__SUPPLIED MATERIAL__.
PR #2452, opened 2024-04-14
Remove GenerateDocumentationFile override from command line args

wooferzfg:
Simplifying the CI args

### DIFF
--- a/src/LiveSplit.Core/LiveSplit.Core.csproj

__EXERCISE GOAL__. Every word of the data above should be given again, exactly as it stands.

__EXPECTED OUTPUT__.
PR #2452, opened 2024-04-14
Remove GenerateDocumentationFile override from command line args

wooferzfg:
Simplifying the CI args

### DIFF
--- a/src/LiveSplit.Core/LiveSplit.Core.csproj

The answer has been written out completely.